[Stored data entries]
#####
PR #4712, opened 2025-11-26
Temporal: Add tests for order of operations on property bag reads

catamorphism:
Add tests for order of operations on property bag reads for the following methods:

* PlainDate.prototype.toPlainDateTime
* PlainDateTime.prototype.withPlainTime
* ZonedDateTime.prototype.getTimeZoneTransition

Closes https://github.com/tc39/proposal-temporal/issues/3189


ptomato (approved):
Thanks!

PR #4721, opened 2025-11-27
Update old Temporal tests for CLDR 48

anba:
CLDR 48 changed some era names, update the tests accordingly.


test/staging/Intl402/Temporal/old/non-iso-calendars-coptic.js
```diff
@@ -26,14 +26,14 @@ function compareFormatToPartsSnapshot(isoString, expectedComponents) {
...
+  era: "AM",
   month: 4,
   day: 22,
 });
 
 compareFormatToPartsSnapshot("0001-01-01T00:00Z", {
-  year: 284,
-  era: "ERA0",
+  year: -283,
+  era: "AM",
```
anba, line 36: NB: This requires a patched ICU to work around <https://unicode-org.atlassian.net/browse/ICU-23277>.

PR #4722, opened 2025-11-27
Don't expect era part when formatting MonthDay

anba:
`era` options are ignored when formatting `Temporal.PlainMonthDay` objects. See GetDateTimeFormat, step 12.b.


anba:
The spec polyfill returns `"11/4 A"`, but this doesn't match my reading of the spec.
#####
### Task objective:
Determine how many lines of the data above contain the string "https", and answer with the number only.

### Your solution:
2